After her graduation she worked as a teaching assistant at Oradea University, Romania. From 1993 until 1998 she occupied the position of teaching assistant at Timisoara University of Technology, Romania, Department of Computer Science.

In May 1998 she visited Eindhoven University of Technology during an European Exchange Program. She returned to Eindhoven in September as PhD student in the Department of Information and Computer Science.

At 1 October 2002 she joined the ED&T/Test group at Philips Research Laboratories as a test consultant. Her research interest is in the area of IC-test, specifically in Design for Test, testability and electrical failure analysis and diagnostics.
Stellingen
behorende bij het proefschrift

On Diagnosing Faults in Digital Circuits
van
Camelia Hora
Eindhoven University of Technology
November 2002

1. We are what we think. All that we are arises with our thoughts. With our thoughts we make the world.
   - Buddha

2. Our greatest glory is not in never failing, but in rising every time we fall.
   - Confucius

3. Electrical fault diagnosis is like looking for a needle in the haystack. With the remark that the haystack is getting larger and the needle is getting smaller, following Moore’s law.
   - this thesis

4. There is no better remedy against stress and frustrations than a fruitful shopping round.

5. Even though it is doubted by many, the stuck-at fault model once again has proven to be efficient and effective in detecting and localizing defects in digital ICs.
   - this thesis

6. Electrical fault diagnosis is increasingly becoming a key factor for a fast ramp-up of new processes and products.
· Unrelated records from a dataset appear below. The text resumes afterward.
PR #3407, opened 2024-12-24
Check for type recursion without boxing

rtjoa:
## Summary

We only allow recursion in unboxed types to occur through boxes, otherwise the type is uninhabitable and usually also infinite-size.

Because `check_well_founded` already ruled out recursion through structural types (in our case, we care about unboxed tuples and aliases), we just look for a cycle in nominal unboxed types (`[@@unboxed]` types and unboxed records), tracking the set of seen paths. This gives an algorithm that is simpler than `check_well_founded` (whose correctness relies on some subtle properties of `Tconstr`'s `abbrev_memo`).

We newly disallow recursive singleton `[@@unboxed]` types (`type t = { t : t } [@@unboxed]`), which are uninhabitable anyway.

## Specification

For each group of mutually recursive type declarations, we define the following "type contains" transitive relation on type expressions:
- Unboxed records and variants defined in the group contain their fields
  - If `type 'a t = #{ ...; lbl : u;  ... }`, `type 'a t = { lbl : u } [@@unboxed]`, or `type 'a t = U of u [@@unboxed]` is in the recursive group, then `'a t` contains `u`
- Abbreviations defined in the group contain their expansions
  - If `type 'a t = u` is in the recursive group then `'a t` contains `u`
- Types not in the recursive group contain the parameters indicated by their layout
  - `'a t` contains `'a` if `layout_of 'a` or `any` occurs in `'a t`'s layout
  - We don't yet have `layout_of`, so currently only consider `any`
- Unboxed tuples contain their components: `#(u_1 * u_2 * ...)` contains all `u_i`

(`'a` is a metavariable for zero or more type parameters; `t` is a metavariable for type constructors; `u` is a metavariable for type expressions)

If a path starting from the type expression on the LHS of a declaration contains two types with the same head type constructor, and that repeated type is an unboxed record or variant, then we give an error.

## Examples
```ocaml
type t = #{ t : t list }
(* Allowed, [t list] is not in this recursive group, and
   has layout [value] so it doesn't contain anything *)

type t = #{ x : #(int * u) }
and u = T of t [@@unboxed]
(* Banned, t -> #(int * u) -> u -> t *)

type 'a id = #{ a : 'a }
type t = int id id
(* Allowed, [int id] is not in this recursive group, and
   has layout [value] so it doesn't contain anything *)

type 'a id = #{ a : 'a }
and t = int id id
(* Sadly, banned. t -> int id id -> int id; id appears twice *)
```

See [`typing-layouts-unboxed-records/recursive.ml`](https://github.com/ocaml-flambda/flambda-backend/blob/rtjoa.check-type-recursion-without-indirection/testsuite/tests/typing-layouts-unboxed-records/recursive.ml) for more.

## Alternatives

**Layout variables.** We could introduce layout variables (for this check only), finding infinite-size types via the occurs check. Such an implementation might be more principled, accepting finite-size recursive types like `type t = #{ t : t }`. The current implementation gives more informative error traces, and leaves the flexiblity to switch to a less restrictive check in the future.

**The algorithm from the [Unboxed data constructors](https://arxiv.org/pdf/2311.07369) paper.** This would accept types like `type 'a id = #{ a : 'a } and t = int id id`. I think this could be an appealing final solution, but some details are a bit subtle. See discussion on https://github.com/ocaml/ocaml/pull/10479.

**Generalize `check_well_founded`.** My first implementation, which roughly generalizes `check_well_founded` over the "type contains" relation, accepts `type 'a id = #{ a : 'a } and t = int id id`. (On [`rtjoa.check-well-founded-unboxed-recursion`](https://github.com/ocaml-flambda/flambda-backend/tree/rtjoa.check-well-founded-unboxed-recursion), unpolished.) I'd hesitate to increase our reliance on `check_well_founded`, which I believe roughly implements the same algorithm as the paper above in a tricky way.

---

Review: @goldfirere

### DIFF
--- a/typing/ctype.mli
+++ b/typing/ctype.mli
@@ -581,6 +581,10 @@ val get_unboxed_type_approximation : Env.t -> type_expr -> type_expr
        [get_unboxed_type_representation], but doesn't indicate whether the type
        was fully expanded or not. *)
 
+val contained_without_boxing : Env.t -> type_expr -> type_expr list
+    (* Return all types that are directly contained without boxing
+      (or "without indirection" or "flatly") *)
+
 (* Given the row from a variant type, determine if it is immediate.  Currently
    just checks that all constructors have no arguments, doesn't consider
    void. *)
--- a/typing/typedecl.ml
+++ b/typing/typedecl.ml
@@ -89,6 +89,7 @@ type error =
   | Unboxed_mutable_label
   | Recursive_abbrev of string * Env.t * reaching_type_path
   | Cycle_in_def of string * Env.t * reaching_type_path
+  | Unboxed_recursion of string * Env.t * reaching_type_path
   | Definition_mismatch of type_expr * Env.t * Includecore.type_mismatch option
   | Constraint_failed of Env.t * Errortrace.unification_error
   | Inconsistent_constraint of Env.t * Errortrace.unification_error
@@ -2065,6 +2066,105 @@ let check_well_founded_decl  ~abs_env env loc path decl to_check =
        end)} in
   it.it_type_declaration it (Ctype.generic_instance_declaration decl)
 
+(* We only allow recursion in unboxed product types to occur through boxes,
+   otherwise the type is uninhabitable and usually also infinite-size.
+   See [typing-layouts-unboxed-records/recursive.ml].
+
+   Because [check_well_founded] already ruled out recursion through structural
+   types, we just look for a cycle in nominal unboxed types ([@@unboxed] types
+   and unboxed records), tracking the set of seen paths.
+
+   For each group of mutually recursive type declarations, we define the
+   following "type contains" transitive relation on type expressions:
+
+   1. Unboxed records and variants defined in the group contain their fields.
+
+      If [type 'a t = #{ ...; lbl : u;  ... }],
+      or [type 'a t = { lbl : u } [@@unboxed]],
+      or [type 'a t = U of u [@@unboxed]]
+      is in the recursive group, then ['a t] contains [u].
+
+   2. Abbreviations defined in the group contain their expansions.
+
+      If [type 'a t = u] is in the recursive group then ['a t] contains [u].
+
+   3. Unboxed tuples contain their components.
+
+      [#(u_1 * ...)] contains all [u_i].
+
+   4. Types not in the group contain the parameters indicated by their layout.
+
+      ['a t] contains ['a] if [layout_of 'a] or [any] occurs in ['a t]'s layout.
+      Note: We don't yet have [layout_of], so currently only consider [any].
+
+   If a path starting from the type expression on the LHS of a declaration
+   contains two types with the same head type constructor, and that repeated
+   type is an unboxed record or variant, then the check raises a type error.
+
+   CR layouts v7.2: accept safe types that expand the same path multiple times,
+   e.g. [type 'a t = #{ a : 'a } and x = int t t], either by using layouts
+   variables or the algorithm from "Unboxed data constructors - or, how cpp
+   decides a halting problem."
+   See https://github.com/ocaml-flambda/flambda-backend/pull/3407.
+*)
+type step_result =
+  | Contained of type_expr list
+  | Expanded_to of type_expr
+  | Is_cyclic
+let check_unboxed_recursion ~abs_env env loc path0 ty0 to_check =
+  let contained_parameters tyl layout =
+    (* A type whose layout has [any] could contain all its parameters.
+       CR layouts v11: update this function for [layout_of] layouts. *)
+    let rec has_any : Jkind_types.Layout.Const.t -> bool = function
+      | Any -> true
+      | Base _ -> false
+      | Product l -> List.exists has_any l
+    in
+    if has_any layout then tyl else []
+  in
+  let step_once parents ty =
+    match get_desc ty with
+    | Tconstr (path, tyl, _) ->
+      if to_check path then
+        if Path.Set.mem path parents then
+          Is_cyclic, parents
+        else
+          let parents = Path.Set.add path parents in
+          match Ctype.try_expand_safe_opt env ty with
+          | ty' ->
+            Expanded_to ty', parents
+          | exception Ctype.Cannot_expand ->
+            Contained (Ctype.contained_without_boxing env ty), parents
+      else
+        begin try
+          (* Determine contained types by layout for decls outside of the
+             recursive group *)
+          let jkind = (Env.find_type path env).type_jkind in
+          let layout = Option.get (Jkind.get_layout jkind) in
+          Contained (contained_parameters tyl layout), parents
+        with Not_found | Invalid_argument _ ->
+          (* Because [to_check path] is false, this decl has already been
+            typechecked, so it's already in [env] with a constant layout. *)
+          Misc.fatal_error "Typedecl.check_unboxed_recursion"
+        end
+    | _ -> Contained (Ctype.contained_without_boxing env ty), parents
+  in
+  let rec visit parents trace ty =
+    match step_once parents ty with
+    | Contained tys, parents ->
+      List.iter (fun ty' -> visit parents (Contains (ty, ty') :: trace) ty') tys
+    | Expanded_to ty', parents ->
+      visit parents (Expands_to(ty,ty') :: trace) ty'
+    | Is_cyclic, _ ->
+      raise (Error (loc, Unboxed_recursion (path0, abs_env, List.rev trace)))
+  in
+  Ctype.wrap_trace_gadt_instances env (visit Path.Set.empty []) ty0
+
+let check_unboxed_recursion_decl ~abs_env env loc path decl to_check =
+  let decl = Ctype.generic_instance_declaration decl in
+  let ty = Btype.newgenty (Tconstr (path, decl.type_params, ref Mnil)) in
+  check_unboxed_recursion ~abs_env env loc (Path.name path) ty to_check
+
 (* Check for non-regular abbreviations; an abbreviation
    [type 'a t = ...] is non-regular if the expansion of [...]
    contains instances [ty t] where [ty] is not equal to ['a].
@@ -2353,6 +2453,11 @@ let transl_type_decl env rec_flag sdecl_list =
     decls;
   List.iter (fun (tdecl, _shape) ->
     check_abbrev_regularity ~abs_env new_env id_loc_list to_check tdecl) tdecls;
+  List.iter (fun (id, decl) ->
+    check_unboxed_recursion_decl ~abs_env new_env (List.assoc id id_loc_list)
+      (Path.Pident id)
+      decl to_check)
+    decls;
   (* Now that we've ruled out ill-formed types, we can perform the delayed
      jkind checks *)
   List.iter (fun (checks,loc) ->
@@ -3438,6 +3543,7 @@ let check_recmod_typedecl env loc recmod_ids path decl =
      (path, decl) is the type declaration to be checked. *)
   let to_check path = Path.exists_free recmod_ids path in
   check_well_founded_decl ~abs_env:env env loc path decl to_check;
+  check_unboxed_recursion_decl ~abs_env:env env loc path decl to_check;
   check_regularity ~abs_env:env env loc path decl to_check;
   (* additional coherence check, as one might build an incoherent signature,
      and use it to build an incoherent module, cf. #7851 *)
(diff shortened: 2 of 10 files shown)


testsuite/tests/typing-layouts-unboxed-records/recursive.ml
```diff
@@ -106,92 +123,169 @@ type 'a bad = #{ bad : 'a bad ; u : 'a}
...
+type bad = #( s * s )
+and ('a : any) record_id2 = #{ a : 'a }
+and s = #{ u : u }
+and u = #(int * bad record_id2)
+[%%expect{|
+Line 1, characters 0-21:
+1 | type bad = #( s * s )
+    ^^^^^^^^^^^^^^^^^^^^^
+Error: The definition of "bad" is recursive without boxing:
+         "bad" = "#(s * s)",
```
goldfirere, line 167: Nice error message!

testsuite/tests/typing-layouts-unboxed-records/recursive.ml
```diff
@@ -106,92 +123,169 @@ type 'a bad = #{ bad : 'a bad ; u : 'a}
...
+         "#(Bad_rec1.s * Bad_rec1.s)" contains "Bad_rec2.u",
+         "Bad_rec2.u" = "Bad_rec1.t Bad_rec2.id",
+         "Bad_rec1.t Bad_rec2.id" = "Bad_rec1.t",
+         "Bad_rec1.t" = "#(Bad_rec1.s * Bad_rec1.s)",
+         "#(Bad_rec1.s * Bad_rec1.s)" contains "Bad_rec1.s"
+|}]
+
+(* When we allow records with elements of unrepresentable layout, this should
+   still be disallowed. *)
+module M : sig
```
goldfirere, line 226: This inspired a few more tests:

```ocaml
module M : sig
  type 'a t
end = struct
  type 'a t = 'a
end

type bad = #{ bad : bad M.t }
```

is accepted, even though it creates a bottomless type. This is harmless though because its size is finite.

But I also tried

```ocaml
module M : sig
  type ('a : value & value) t : value & value
end = struct
  type ('a : any) t = 'a
end

type bad : value & value = #{ x : int; bad : bad M.t }
```

which leads to

```
Error: The layout of type bad is value & (value & value)
         because it is an unboxed record.
       But the layout of type bad must be a sublayout of value & value
         because of the annotation on the declaration of the type bad.
```

This looks like the old message this patch is an attempt to improve. (Without the `value & value` annotation, the error message mentions `any & any`.)

I don't see an actual problem here, but I do think this example shows that we're still relying on the previous behavior for detecting these loops, at least for devious users.

testsuite/tests/typing-layouts-unboxed-records/recursive.ml
goldfirere, line 1: The new check is also conservative. It rejects

```ocaml
type 'a good = #{ good : 'a }
type x = int good good
```

with

```
Error: The definition of x is recursive without boxing:
         x = int good good,
         int good good contains int good
```

The error message states a true fact -- `int good good` _does_ contain `int good` -- but there's no problem here. I'm a little sad about this, but maybe it's OK? At least there should be a test case demonstrating the problem.

typing/ctype.mli
```diff
@@ -246,6 +246,9 @@ val apply:
 val try_expand_once_opt: Env.t -> type_expr -> type_expr
 val try_expand_safe_opt: Env.t -> type_expr -> type_expr
 
+val path_and_expansion: Env.t -> type_expr -> (Path.t * type_expr) option
+(** Return an option instead of raising, and gives the path of the input type *)
```
goldfirere, line 250: "raising": when? If the argument isn't a Tconstr?

goldfirere, line 250: The comment should say that it looks through `private` types, which I wouldn't otherwise expect.

typing/ctype.mli
```diff
@@ -581,6 +584,10 @@ val get_unboxed_type_approximation : Env.t -> type_expr -> type_expr
        [get_unboxed_type_representation], but doesn't indicate whether the type
        was fully expanded or not. *)
 
+val contained_without_boxing : Env.t -> type_expr -> type_expr list
+    (* Return all types that are contained without boxing
```
goldfirere, line 588: Not quite: this isn't recursive. Maybe

```suggestion
    (* Return all types that are directly contained without boxing
```

typing/typedecl.ml
```diff
@@ -2061,6 +2062,65 @@ let check_well_founded_decl  ~abs_env env loc path decl to_check =
        end)} in
   it.it_type_declaration it (Ctype.generic_instance_declaration decl)
 
+(* We only allow recursion in unboxed product types to occur through boxes,
+   otherwise the type is uninhabitable and usually also infinite-size.
+   See [typing-layouts-unboxed-records/recursive.ml].
+
+   Because `check_well_founded` already ruled out recursion through structural
```
goldfirere, line 2069:
```suggestion
   Because [check_well_founded] already ruled out recursion through structural
```

typing/ctype.mli
```diff
@@ -246,6 +246,9 @@ val apply:
 val try_expand_once_opt: Env.t -> type_expr -> type_expr
 val try_expand_safe_opt: Env.t -> type_expr -> type_expr
 
+val path_and_expansion: Env.t -> type_expr -> (Path.t * type_expr) option
```
goldfirere, line 249: Why have both path and expansion at the same time? I was expecting the implementation to take advantage of doing both operations at once... but it doesn't. Can this be removed in favor of other functions nearby?

goldfirere (commented):
I'm not quite convinced here. This mostly works. But it misses some cases (so it's not fully sound) and catches some cases it shouldn't (so it's not fully complete). The old check -- reporting when e.g. `value & (value & value)` doesn't subjkind with `value & value` is still in place, so the lack of soundness doesn't matter all that much. And maybe the lack of completeness doesn't bite in practice? But given these drawbacks, and the fact that the old check worked (but with a somewhat confusing error message), I think I lean mildly against merging.

goldfirere:
Actually, maybe I'm wrong about "mildly against merging". I agree that this improves the error message in the majority case, and that's pretty cool. And the implementation is simple enough. But at the least I'd leave an internal ticket about revisiting this in the future.

rtjoa (commented):
@goldfirere Thanks for the helpful review.

Here are my goals for this check:
1. Improve the programming experience for unboxed records
2. Prohibit all infinite-size types (types that would have a cyclic layout if we had layout variables without an occurs check)

It's because we are sound but not complete w.r.t. "no infinite-size types" that the error message complains about a stronger property, "no recursion without boxing," (it would be confusing to see a "no infinite-size types" error on `type t = #{ t : t }`).

So I'd agree that w.r.t. the stronger property of "no recursion without boxing," we are both unsound (your example with type recursion hidden behind an abstract signature, and your recursive module example) and incomplete (`int good good`). But I think that this is okay: the stronger property is only mentioned as it's a better error message.

I agree we'll eventually want to be more complete (e.g. allow `int good good`) - I'll create an internal ticket corresponding to the CR above `check_unboxed_recursion`.

lpw25:
It is a little unclear from the description what the definition of recursion is. Does the new check still allow more useful things like:
```
type t = { t : t list } [@@unboxed]
```

rtjoa:
@lpw25 The new check would allow your examples, including if `list` is abstract. A description of what exactly we allow (will also update comments):

For each group of mutually recursive type declarations, we define the following "type contains" relation on type expressions:
- Unboxed records and variants defined in the group contain their fields
  - If `type 'a t = #{ ...; lbl : u, ... }`, `type 'a t = { lbl : u } [@@unboxed]`, or `type 'a t = U of u [@@unboxed]` is in the recursive group, then `'a t` contains `u`
- Abbreviations defined in the group contain their expansions
  - If `type 'a t = u` is in the recursive group then `'a t` contains `u`
- Types not in the recursive group are treated as abstract
  - `'a t` contains `'a` if `layout_of 'a` occurs in `'a t`'s layout 
  - For now, as we don't have `layout_of`, types not in the recursive group are skipped because they all have a finite-size layout
- Unboxed tuples contain their components: `#(u_1 * u_2 * ...)` contains all `u_i`
- The relation is transitive

(`'a` is a metavariable for zero or more type parameters; `t` is a metavariable for type constructors; `u` is a metavariable for type expressions)

If a path starting from the type expression on the LHS of a declaration contains a two types with the same head type constructor, and that repeated type is an unboxed record or variant, then we give an error.

Examples (@goldfirere the third is newly allowed with a bug fix):
```ocaml
type t = #{ t : t list }
(* Allowed, [t list] is not in this recursive group, and
   has layout [value] so it doesn't contain anything *)

type t = #{ x : #(int * u) }
and u = T of t [@@unboxed]
(* Banned, t -> #(int * u) -> u -> t *)

type 'a id = #{ a : 'a }
type t = t id id
(* Allowed, [t id] is not in this recursive group, and
   has layout [value] so it doesn't contain anything *)

type 'a id = #{ a : 'a }
and t = int id id
(* Sadly, banned. t -> int id id -> int id; id appears twice *)
```

lpw25:
>  types not in the recursive group are skipped because they all have a finite-size layout

Presumably this is not the case for something like:
```ocaml
type ('a : any) t : any
```
is an `any` type just rejected directly currently?

lpw25:
> But I think it will be okay to accept this, since the type also won't be visibly cyclic to constrain_type_jkind (which is the cause of the bad errors this check is trying to avoid).

What about if your `Id` module were a functor parameter?

rtjoa:
> > But I think it will be okay to accept this, since the type also won't be visibly cyclic to constrain_type_jkind (which is the cause of the bad errors this check is trying to avoid).
> 
> What about if your `Id` module were a functor parameter?

If the functor parameter abstracts `t` as an `any` type, I think it should work similarly to the first example from my last comment: we'll accept it, but it should be fine since the type won't be visibly cyclic to `constrain_type_jkind`. (Another perspective: we *want* to accept this program, as rejecting it would break the abstraction boundary.)

```ocaml
module type S = sig
  type ('a : any) t : any
end

module F(Id : S) = struct
  type t = #{ t : t Id.t }
end

module Id : S = struct
  type ('a : any) t = 'a
end

module M = F(Id)
```

If the functor parameter exposes `t`'s definition or abstracts `t` as a type with `layout_of 'a`, it should work similarly to the second example from my last comment: we'll reject `F.t` by considering `t Id.t` to contain `t` via its `layout_of` layout.
```ocaml
module type S = sig
  type ('a : any) t = 'a (* changed line *)
end

module F(Id : S) = struct
  type t = #{ t : t Id.t }
end
(* Error: the definition of t contains recursion without boxing
     t contains t Id.t
     t Id.t contains t
*)
```
Does this sound right?

lpw25:
My concern was with your `M.t` above. It is cyclic in the way you are worried about and visibly so. Will that cause problems for `constrain_type_jkind`?

rtjoa:
I see the problem now, thanks. Current best guess for the fix: we consider an `any` type not in the recursive group to contain all of its type parameters.

rtjoa:
> Current best guess for the fix: we consider a type not in the recursive group whose layout contains `any` to contain all of its type parameters.

I made this change to future-proof against unboxed records with unrepresentable layouts, and refactored so we can more easily support `layout_of` later.

ccasin:
> I see the problem now, thanks. Current best guess for the fix: we consider a type not in the recursive group whose layout contains `any` to contain all of its type parameters.

I thought about it briefly and didn't come up with any examples where this heuristic misses anything or is overly conservative in a way that made me very sad (though it is certainly conservative).

I propose we (1) have Ryan check that this isn't so conservative that it rejects andything in our code base and then (2) merge this PR, unless @lpw25 can come up with another counter example. It will be much easier to figure out whether a better solution exists once we start working on `layout_of`, so as long as we're conservative I think we shouldn't invest a ton of time in perfecting this.

rtjoa:
> (1) have Ryan check that this isn't so conservative that it rejects anything in our code base

The check doesn't seem to.

I rebased this branch onto `5.2.0minus-4` as [`rtjoa.5.2.0minus-4-with-unboxed-recursion-check`](https://github.com/ocaml-flambda/flambda-backend/tree/rtjoa.5.2.0minus-4-with-unboxed-recursion-check), [very slightly modifying it](https://github.com/ocaml-flambda/flambda-backend/commit/7ab753476cb470ddc271fb7582ab9a081d47be58) because `5.2.0minus-4` doesn't have unboxed records. The check still works the same - many of the tests could be adapted to `[@@unboxed]` records, see 7e2da96e8a588847626c3f19db5a752fbd84a5f0 and 31b062e07011e79d5100c6437daff6920c909d7d. I then used this to build our code base (see `with-unboxed-recursion-check` internally).

typing/typedecl.ml
```diff
@@ -2065,6 +2066,105 @@ let check_well_founded_decl  ~abs_env env loc path decl to_check =
...
+
+      If [type 'a t = u] is in the recursive group then ['a t] contains [u].
+
+   3. Unboxed tuples contain their components.
+
+      [#(u_1 * ...)] contains all [u_i].
+
+   4. Types not in the group contain the parameters indicated by their layout.
+
+      ['a t] contains ['a] if [layout_of 'a] or [any] occurs in ['a t]'s layout.
```
goldfirere, line 2097: I find this heuristic to be unexpected. Maybe add a sentence explaining the need for it?

goldfirere (approved):
This looks all good from my perspective. I still think we'll eventually switch to use layout variables, but there's no reason not to merge this in the meantime.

Specifically new statistical diagnosis methods are going to have a significant contribution in getting to higher yields quickly.
   - this thesis

7. Failure analysis and fault diagnosis are undervalued activities. There is hardly to be found another domain in the silicon arena which requires a combination of skills in so many different areas like design, test, mathematics, physics, chemistry, etc.

8. The term failure analysis gives a too negative image. The focus is too much on the word failure, while the activity more on analysis. Hence, a better name would be device analysis.

9. A full paperless “economy” has hardly a chance in The Netherlands, given the amount of paper one has to “process” at every step he/she wants to make.

10. Things are as bad or good as you see them. So better look at them in a positive way.

11. The only real things we carry with us till the end are our feelings, our loves, our sufferings, our hatreds and our adversities. I’m asking myself: we, at the end of our journey, what we leave behind? I suppose we can leave some feelings, less hatreds, some sufferings but mainly love.
    - Nichita Stanescu

12. It is more difficult to write a good summary than a good article.